Stored items:
——
PR #2852, opened 2015-12-23
Mark all discussions in a group as read (take 2; don't merge)

gdpelican:


robguthrie:
I hate clicking mark as read, it feels gross for 2 reasons:

a) it is a total lie - i've not read it... i just don't want to know about the thread right now.
mute feels really harsh and I don't want to silence people. Honestly I just want to curate my dashboard so that next time I visit i'll see what's important to me, as well as anything new that I might be interested in.

b) as a system designer it's a terrible pollution of our database. It prohibits us from knowing if someone has read the content or not. That's vital information to us as user experience designers. We need to know the difference between those people who clicked mark as read and thought: "I'll come back to this later", versus those that thought "I don't want to know about this" versus those that have _actually read the discussion_. 

All of those user cases look the same to us in the database right now. that is really worrying to me, we should not be mashing those things together. 

Looking at this code I don't feel like it's the right thing to be doing.. especially the bit where we do group.discussions.select { mark as read! } that looks like it's going to have really long run times in the most popular groups. 

I think we should drop this feature. I'm really sorry but I feel strongly that we should not put effort into this direction any more.

This is not directed at anyone in particular, and I'm really sorry if this feels bad because you've been working on this. I don't want to do that at all.

I'm working on the user story for something to take the place of mark as read. I want to know if people would be ok with putting this on ice and focusing energy on helping design something better.

gdpelican:
Sounds goood to me.

PR #2862, opened 2016-01-07
Locales translation update

natiloomio:


robguthrie:
wowowowow! Thank you @natiloomio !!!

PR #2863, opened 2016-01-10
Plugin architecture

gdpelican:
Alright, ready for this to have some eyes on it. Keen to hear some ideas for plugins that folks have so I can be sure that I'm accommodating at least most of them with this.

Current capabilities include:

- Enabling / disabling plugins via ENV
- Adding new ruby classes
- Extending existing ruby classes
- Creating angular components
- Attaching directives to outlets in the angular interface
- Listening for arbitrary events (events are emitted whenever an Event is created, and every time a service method is called)
- Adding translations
- Adding new tables to the schema (I don't think I want to support modifying existing tables)

Big TODO is defining custom routes within the plugin, and how to reach them via the angular components in a way that isn't terrible. (edit: I was able to figure out how to do this with the existing system, wee!)

NB that this particular PR moves the webhook / slack functionality into a plugin.

I'd encourage interested parties to have a peek at [the README](https://github.com/loomio/loomio/blob/plugins-effyeah/plugins/README.md) to get an idea of how creating new plugins would work.


rdbartlett:
Wowowowowowow

Plugin idea: polling. Anyone can create up to 1 poll in a thread; anyone can add any number of options to the poll; anyone can vote positively for as many options as they like.

gdpelican:
PS I've also included a 'position specific' plugin which allows users to specify certain what certain positions on a proposal means, and has some really great examples of how to use the system.

screen shot 2016-01-11 at 7 53 46 am
screen shot 2016-01-11 at 7 54 51 am
screen shot 2016-01-11 at 7 56 15 am

gdpelican:
There's now a Loomio reactions plugin that works pretty well. That makes me very happy. :joy_cat:

toupeira:
This is very awesome, thanks for the hard work!

Some plugins I would love to see:
- different "comment items" on the left, like inline images/videos/audio, linking other discussions/proposals, generally linking all sorts of external sources
- different "action items" on the right as alternatives to proposals, like multiple-choice polls, date pickers, SWOT canvas
- trigger actions on events, like auto-accepting a proposal when it reaches a certain percentage of agreement. this should probably be also an item that can be added to individual discussions, and have a little box to communicate that it's there
- add more granular permissions, or implement different authorization models (also see discussion at https://www.loomio.org/d/Rg4rW70Y/permission-model-for-use-in-a-company)

The existing architecture already looks like it already provides for most (all?) of this and I'll definitely give it a try when it's merged. It will probably make sense to add high-level APIs for common plugin behaviour later, in order to avoid breakage with Loomio upgrades.

gdpelican:
Some plugins in the wild for reference:

https://github.com/loomio/loomio_webhooks
https://github.com/loomio/loomio_reactions
https://github.com/gdpelican/position_specific
https://github.com/gdpelican/peking_doge

angular/build/config/vendor.yml
```diff
@@ -0,0 +1,43 @@
+---
```
robguthrie: I am raising an eyebrow at the directory. I would have assumed that everything in build/ could be `rm -rf`'ed

robguthrie: Looks to me like build is really a config directory.

app/models/motion.rb
```diff
@@ -19,6 +19,7 @@ class Motion < ActiveRecord::Base
   has_many :did_not_voters, through: :did_not_votes, source: :user
   has_many :events,        -> { includes(:eventable) }, as: :eventable, dependent: :destroy
   has_many :motion_readers, dependent: :destroy
+  has_many :specifics, as: :specifiable
```
robguthrie: does emoji use this relation?

db/schema.rb
```diff
@@ -659,6 +659,15 @@
   add_index "organisation_visits", ["organisation_id"], name: "index_organisation_visits_on_organisation_id", using: :btree
   add_index "organisation_visits", ["visit_id", "organisation_id"], name: "index_organisation_visits_on_visit_id_and_organisation_id", unique: true, using: :btree
 
+  create_table "specifics", force: :cascade do |t|
```
robguthrie: I'm kind of wondering if specifics is necessary. It seems like something that people will try to use at first, then run into trouble because it's too limited. Also I fear that it's a source of pain when many plugins are using them and they clash/overwrite each other.

I wonder about not including specifics and just encouraging plugin authors to write their own models from the get go

app/models/motion.rb
gdpelican: No, specifics were put in to make reactions nice and easy.

I reckon there's a bunch of use cases that this covers though, and don't really want to encourage people to put tables into their instance because they'll have no easy way to remove them.

angular/build/config/vendor.yml
gdpelican: Open to moving the file, but we need it because we need a place to specify what files are included in vendor.js

There's also a .gitignored file in there called `plugins.yml` which is autogenerated and does the same thing for plugins (ie, include components from the plugins into app.js).

Once gulp compile is run, everything in /build could be rm -rfed and everything would work fine

db/schema.rb
gdpelican: Happy to take em out for this PR, but we'll need em for reactions, and ideally we'd move webhooks to working this way as well. I kinda want to discourage schema changes in plugins if we can help it.

robguthrie: I think it would be good to talk through why we want discourage schema
changes with plugins. Also I want to discuss downsides of a shared model..
maybe there are none but It kind of worries me. I'll see you tomorrow!

angular/build/config/vendor.yml
robguthrie: oh so this file is generated, not hand written?

gdpelican: Vendor is hand written; has to be, because we have no way of automatically
knowing what files from within the node_modules to include

gdpelican: plugins.yml (the gitignored file in the same folder) is auto generated
based on where you do

```
plugin.use_component
# or
plugin.use_asset
```

in any plugin files

robguthrie: So if we rm -rf angular/build then we lose stuff?  I'm suggesting that there is a convention around build being a directory of output and my expectations were that all of it's content would be generated.

Maybe we can put the config outside of build?

db/schema.rb
gdpelican: After having a ponder, I think I've landed on 'why take away options?' Tough to future imagine what the best solution will be, but it doesn't have to be one or the other, and I think there will definitely be cases where a shared model will be more effective than a database table, and vice versa.

Like, even the fact that we're respectfully clashing a bit over these two things is telling me 'aw, some authors will want to touch the schema, while others will prefer a more JSON-y approach, and that's cool.'

gdpelican:
I've taken out specifics and renamed the angular/build folder back to angular/tasks

I'll be good to merge this later today unless there are further thoughts @robguthrie @HSalmon

rdbartlett:
:tada:

PR #2865, opened 2016-01-11
translate subject at same time as email body

robguthrie:


robguthrie:
@gdpelican I'd appreciate a sign off if you have time

app/mailers/group_mailer.rb
```diff
@@ -12,24 +12,8 @@ def membership_request(admin, membership_request)
     @group = membership_request.group
     send_single_mail  to: admin.name_and_email,
                       reply_to: "#{@membership_request.name} <#{@membership_request.email}>",
-                      subject: t("email.membership_request.subject", who: @membership_request.name, which_group: @group.full_name),
+                      subject_key: "email.membership_request.subject",
+                      subject_params: {who: @membership_request.name, which_group: @group.full_name},
                       locale: locale_fallback(admin.locale)
   end
-
-  def group_email(group, sender, subject, message, recipient)
```
gdpelican: Looks like our only group email at the moment is in groups_controller#126, email_members.

Do we use this action or can we get rid of that too?

gdpelican:
Looks like a really nice improvement! :+1:

robguthrie:
Just need to check that invitation message still works as expected

robguthrie:
tested, and works well on clone

PR #2868, opened 2016-01-12
Emojis!

gdpelican:
http://g.recordit.co/fszjXFFSWr.gif


gdpelican:
Love to smoke test this tomorrow as well @HSalmon

gdpelican:
The more I look at this the less I see an easy win for email emojis with this as it currently works, as there's no ruby library that does what we need for emojione, and so frying this on the fly as we send the email out is tricky.

I'd like to get this in and circle back to it in the near future (if people complain about it, they probably will), as follows:

- User enters a post: `I love @saintnick! :santa:`
- We save the raw post to the database, but also have a library to do all of the post-processing we want on the server side (markdown, mentions, emoji, etc.)
 
  comment.raw: `I love @saintnick! :santa:` 
  comment.html: `I love <a href=/u/saintnick>@saintnick</a>! :santa:`

- This allows us to 

a) display the html in the user interface without doing on-the-fly markdown / mention / image rendering
b) still display the 'raw' comment for the user to edit (which will then get re-rendered)
c) opens a path for a live-updating composer... I imagine we'd store a rendered html version with the draft the user is creating, which means they can see what the html version would look like as they type = big win.

gdpelican:
edit: Holy crap, heh. I just looked up how Discourse does this (it's very similar to what's described above), except their server side renderer is running javascript code via `therubyracer`. Super crazy times!

```
  ctx = V8::Context.new(timeout: 5000)
  # emojis
  emoji = ERB.new(File.read("#{app_root}/app/assets/javascripts/discourse/lib/emoji/emoji.js.erb"))  
  ctx.eval(emoji.result)
```

robguthrie:
Looks great James.

I don't understand the reasoning for saving the rendered html, but it does not look like you're going to follow that up at this stage right?

gdpelican:
Yeah, not ready to go that far just yet.

I just pushed an experimental ExecJS change which might be kinda cool:
https://github.com/loomio/loomio/pull/2868/files#diff-24

It's just crazy enough to work?

robguthrie:
yeh. I reckon that's a great solution

gdpelican:
Okay, this is looking snappy. This is a big PR, but a lot of it is because we're adding emojis to so many places :blush: 

Would be cool to hear feedback on the ExecJS solution, as well as any caution around the changes to emails. Outline of those changes:

- We have a 'JSRuntime' class, which loads specified files from our vendor libraries (this happens in a 'gulp compile' task, and is a separate file from 'vendor' and 'app'. Idea is that we won't have our node_modules file around in prod, and we don't want to have to hold the entirety of vendor.js is memory just to perform emojione operations)
- There's an 'Emojifier' class, which executes `emojione.imageFromShortname` on email text going out.
- I've changed several of the emails so that they render_rich_text, and include a stylesheet which downsizes the email images (otherwise the images come through at 64x64px, when they should be 25x25). Roadie seems to handle this alright.

Issue #2692, opened 2015-11-05
Incorrect Privacy Notice on Start Thread Modal


alannallama:
When I go to raise a new thread in a private subgroup, it's telling me that it will be public. This is incorrect and misleading, and put me off submitting a thread with confidential information.

In the screenshot below, it says the thread will be public. But the group settings clearly show that it's private.

![screen shot 2015-11-05 at 11 48 30 am](https://cloud.githubusercontent.com/assets/5498878/10979808/712ebd7a-83b3-11e5-98d6-56bd149fb295.png)

![screen shot 2015-11-05 at 11 51 44 am](https://cloud.githubusercontent.com/assets/5498878/10979844/ad965dd6-83b3-11e5-9778-3adfa49eede6.png)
——
TASK DIRECTIONS:
If a line in the records above has the word "called", copy it out.

SOLUTION FOR THIS PROBLEM:
- Listening for arbitrary events (events are emitted whenever an Event is created, and every time a service method is called)
There's also a .gitignored file in there called `plugins.yml` which is autogenerated and does the same thing for plugins (ie, include components from the plugins into app.js).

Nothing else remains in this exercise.